The antibacterial activity of chloroform leaf extract of A. etbaica as shown in Table 3 and Figure 2 exhibited prominent zone of inhibition produced against, tested gram-positive B.subtilis (11-12 mm), S.aureus(10-12 mm), and E. faecalis (10-12 mm) and the gram-negative bacteria K. pneumoniae (11-14mm), V. cholera (18- 20 mm) and E. coli (16- 24 mm) at a concentration range between 100 μg/ ml -500 μg/ mL.
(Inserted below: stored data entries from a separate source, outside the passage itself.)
PR #23598, opened 2026-02-27
Fix the ordering of the external stream.

### LINKED ISSUE #23575: HIP external stream: set_external_stream_data_completed fires before semaphore infrastructure is ready
## Summary

When using the HIP driver with an external stream (`iree_hal_hip_device_params_t::external_stream`), there is a race in `hip_device.c` where `iree_hal_hip_set_external_stream_data_completed` unblocks the caller thread **before** `iree_hal_hip_device_stream_signal_semaphores_and_add_cleanup` has recorded the HIP event and updated the semaphore's `max_value_to_be_signaled`. This creates a window where `iree_hal_semaphore_wait` can observe an inconsistent semaphore state and return before the GPU work has completed.

## Observed failures

We are using IREE as a runtime backend (via the HAL C-API) with external HIP streams. Under CI load (~1 in 100 runs or more), `iree_hal_device_transfer_d2h` returns stale data after `iree_hal_buffer_view_allocate_buffer_copy` or `iree_vm_invoke`. Some CI runs that failed are captured in https://gist.github.com/sjain-stanford/ff250dbadef95c45187dd42de3f927cf. 

The failures fall into three categories:

| Category | Example | Interpretation |
|----------|---------|----------------|
| **Zeros** | Read 0 instead of computed value | Output buffer never written — kernel or H2D hasn't completed |
| **Partial/stale values** | Read -100 instead of -37 (= ADD(-50,-50) instead of ADD(-50,13)) | Input buffer H2D incomplete — pool-reused memory still holds stale data |
| **NaN** | Read `nanf` instead of `16.0f` | Uninitialized device memory interpreted as float |

The partial-value case is diagnostic: it shows the H2D for the second input buffer returned before the GPU copy completed, so the kernel read stale data from a pool-reused allocation.

These are not reproducible on a quiet machine but appear consistently on loaded CI runners (GitHub Actions shared runners), consistent with a scheduling-dependent race.

### The race

Three dispatch callbacks in `hip_device.c` share the same problematic ordering:

**`iree_hal_hip_device_execute_now`** (lines ~2467-2480):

The antibacterial activity of acetone leaf extract A. etbaica, as shown in Table 4 and Figure 3, exhibited a significant broad spectrum of the zone of inhibition against the tested gram-negative bacteria E. coli (10- 17 mm), V. cholera (10-16 mm) and K. pneumonia (10- 17 mm) and the gram-positive bacteria B.subtilis (12- 16mm), S.aureus (12- 15mm) and E. faecali (11- 15 mm) at a concentration range between 100-500 μg/ mL. Therefore acetone leaf extract A. etbaica showed an effective broad spectrum of in vitro antibacterial activity against tested both gram-positive and gram-negative bacteria.

The antibacterial activity of ethanolic leaf extracts A. etbaica as shown in Table 5 and Figure 4 had shown a broad spectrum of the highest zone of inhibition against gram-negative bacteria E. coli (11-18 mm), V. cholera (11-13 mm), K. pneumoniae (10- 14 mm) and gram-positive bacteria B.subtilis (10-13mm), S.aureus (10- 14mm) and E. faecali (10-14 mm) at 500 μg/ ml at a concentration range between 250 μg/ ml -500 μg/ ml.
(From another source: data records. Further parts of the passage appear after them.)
PR #23600, opened 2026-03-01
[Python] Add Stable ABI (abi3) support for Python 3.12+

kuhar:
Build Python bindings against the Limited C API (`Py_LIMITED_API`, PEP 384) so that a single wheel built with Python 3.12 works on all future CPython versions. This reduces the total release artifact size.

The Limited API forbids direct access to CPython struct layouts and most convenience macros. The main impact is replacing the NumPy C API (whose headers use non-limited internals) with Python-level equivalents like `numpy.frombuffer()` and `numpy.dtype()`, and using nanobind's `type_slots()` to register buffer/sequence/mapping protocols instead of casting to `PyHeapTypeObject`.

Limitations:
- Only CPython 3.12+. Per-version wheels are still built for 3.10-3.11.
- Free-threaded builds (3.13t) are excluded: the free-threaded ABI is not yet stable.
- `Development.SABIModule` requires CMake 3.26+ (IREE minimum is 3.21), so `IREE_ENABLE_PYTHON_STABLE_ABI` is OFF by default. setup.py auto-enables it when building with CPython 3.12+. May want to bump it in the future.

The existing release workflow already builds with Python 3.12 on all platforms, so abi3 wheels are produced with no workflow changes. pkgci only builds cp311 by default (no abi3).

The LLVM submodule includes cherry-picks of llvm/llvm-project PRs for MLIR-side abi3 support.

Assisted-by: claude

### DIFF
--- a/runtime/bindings/python/binding.h
+++ b/runtime/bindings/python/binding.h
@@ -58,7 +58,15 @@ class ApiRefCounted {
   }
   void operator=(const ApiRefCounted&) = delete;
 
-  ~ApiRefCounted() { Release(); }
+  ~ApiRefCounted() {
+    // In stable ABI (abi3) mode, types are heap-allocated via PyType_FromSpec
+    // and instances may be destroyed during Py_FinalizeEx after IREE's type
+    // registry is no longer valid. Skip release when nanobind's internals
+    // are being torn down since the process is exiting anyway.
+    if (instance_ && py::is_alive()) {
+      Release();
+    }
+  }
 
   // Steals the reference to the object referenced by the given raw pointer and
   // returns a wrapper (transfers ownership).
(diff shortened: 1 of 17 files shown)


runtime/bindings/python/binding.h
```diff
@@ -130,37 +138,39 @@ inline py::object create_empty_tuple() {
...
+py::type_slots buffer_protocol_slots() {
+  // It is not legal to raise exceptions from buffer protocol callbacks.
+  static const PyType_Slot slots[] = {
+      {Py_bf_getbuffer,
+       reinterpret_cast<void*>(
+           +[](PyObject* raw_self, Py_buffer* view, int flags) -> int {
+             if (!view) {
+               PyErr_SetString(PyExc_ValueError, "NULL view in getbuffer");
+               return -1;
+             }
```
amd-eochoalo, line 155: Small question: It says it is not legal to raise exceptions from these callbacks. But [PyErr_SetString](https://docs.python.org/3/c-api/exceptions.html#c.PyErr_SetString) is raising an exception, right? Can you clarify a little bit more the comment? At the moment it gives me the impression that something wrong is being done here but maybe I am misreading it.

runtime/bindings/python/invoke.cc
```diff
@@ -21,6 +21,23 @@ namespace python {
 
 namespace {
 
+// nanobind::python_error::what() is noexcept but under the limited API
+// (Py_LIMITED_API / abi3) it uses a code path that can internally throw,
```
amd-eochoalo, line 25: This seems like a bug in nanobind. Should this be raised upstream?

amd-eochoalo (approved):
Thanks! I think this looks good. Just a couple of questions.

> Free-threaded builds (3.13t) are excluded: the free-threaded ABI is not yet stable.

Do we have ifdef pragmas targetting 3.13t directly? 

> The LLVM submodule includes cherry-picks of llvm/llvm-project PRs
for MLIR-side abi3 support.

Probably worth reaching out to this week's gardener to coordinate.

runtime/bindings/python/binding.h
kuhar: This is a pre-existing comment

kuhar:
> Probably worth reaching out to this week's gardener to coordinate.

The next integrate will have to pick up both (either directly or cherry-pick). cc @RattataKing (this week's gardener)

kuhar:
> Do we have ifdef pragmas targetting 3.13t directly?

These don't need special ifdefs. From the API perspective, it's either limited or not, controlled by the cmake flag. In the future, we will opt into stable abi for 3.15t+

kuhar:
I'm going to merge now -- I want to see if anything breaks and I'd rather know that well ahead of the next release. If something breaks, we can revert.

Minimal inhibitory concentration (MIC)

The Minimum Inhibitory Concentration (MIC) of the effective acetone and ethanolic leaf extract of A. etbaica (AE-AC and AE-ET) at various concentrations were assessed by 96 well plate broth microdilution methods with a concentration range from 1.25 µg /ml to 100 µg /ml. Only the tested bacteria, which were showed highly susceptible to the selected plant extracts was taken to determining the MIC. The maximal zones of inhibition and MIC values for tested bacterial strains, which were sensitive to the leaf extract of A. etbaica , were in the range of 10-18 mm and lowest MIC values of 0.532 µg/ml against tested gram +ve bacteria. As showed in Table 5, the acetone leaf extract of A. etbaica was highly susceptible against tested B.subtilis, S.aureus, E. feacalis, V. cholea, K. pneumonia, and E.coli with the significant MIC value 0.532, 0.625, 2.5, 2.06, 4.12 and 15.60 µg/ml respectively.
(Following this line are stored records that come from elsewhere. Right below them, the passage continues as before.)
PR #23606, opened 2026-03-01
[CI] Add typos pre-commit hook and dictionary. (6/6)

kuhar:
Configure crate-ci/typos as a pre-commit spell checker. Add a dictionary of domain-specific terms (HSA, SME, OLT, OFR, etc.) to suppress false positives. Exclude tokenizer test files that contain intentional subword fragments.

### DIFF
--- a/build_tools/linters/typos.toml
+++ b/build_tools/linters/typos.toml
@@ -1,5 +1,8 @@
-# Configuration file for the typos-rs spell checker used by pre-commit.
-# See https://crates.io/crates/typos for tool usage details.
+# Configuration file for the typos spell checker used by pre-commit.
+# https://github.com/crate-ci/typos
+#
+# To run manually from the repo root:
+#   typos --config build_tools/linters/typos.toml
 
 [files]
 extend-exclude = [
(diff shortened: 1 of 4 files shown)


kuhar:
This needs to be rebased and landed after the 5 previous PRs.

bangtianliu (approved):
Thanks

amd-eochoalo (approved):

build_tools/linters/typos.toml
ScottTodd, line 1: 1. Can you add a comment explaining what tool is using this file, with some syntax reference?
2. Does the file need to go in the repository root, or could it go in a subdirectory like `build_tools/`? (seems general enough to go in the root, but I usually ask the same question for every new file here)

kuhar: 1. Done
2. Done, moved to `build_tools/linters/typos.toml`

ScottTodd (approved):
LGTM once pre-commit runs succeed with no typos. Thanks for addressing my comments.

kuhar:
> LGTM once pre-commit runs succeed with no typos. Thanks for addressing my comments.

I think we will have to undo the move to build_tools -- it doesn't properly support `../` or `**/` when placed in a subdir

kuhar:
OK, I think `--force-excludes` makes this work when invoked through pre-commit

As showed in the Figure 5, the ethanolic leaf extract of A. etbaica was highly susceptible to B.subtilis, S.aureus, E. feacalis, E.coli , V. cholea, and K. pneumonia, with the significant MIC values of 1.24, 1.5, 4.12, 3.008, 14.86 and 24.87. Among the tested organic, leaf extract of A. etbaica both acetone leaf and ethanolic leaf extract of A.etbaica shown strong broad-spectrum antibacterial activity against tested Enterobactriace family in the range of 11- 18 mm with less MIC values of between 0.532 to 24.87µg /ml.

Conclusions

Both the acetone and ethanolic leaf extract of Acacia etbaica exhibited a broad spectrum of promising in vitro antibacterial activities against tested MDR Enterobacteriaceae family of both selected bacterial strains among the other tested extracts. The qualitative phytochemical analysis of the acetone and ethanolic leaf extract of A etbaica shown the presence of the maximum number of phytoconstituents like flavonoids, tannins, terpenoids, and polyphenolic components. The high phenolic and flavonoid content present in both acetone and ethanolic leaf extract of A.etbaica accompanied by producing a significant zone of inhibition against all tested MDR Enterobacteriaceae family. The current studies demonstrated that the broad-spectrum antibacterial activity of acetone and ethanolic leaf extracts of Acacia etbaica may be helpful for the isolation of novel potent antibacterial agents against both hospital-acquired and communicable infectious bacterial pathogens without any side effects.

Acknowledgement

The authors sincerely thank to the Department of Chemistry, Aksum University, and Aksum, Ethiopia for providing laboratory facilities.

Funding Support

This project work was partially funded by Ministry of Education, Ethiopia.

Conflict of Interest

The authors have confirm no conflict of interest.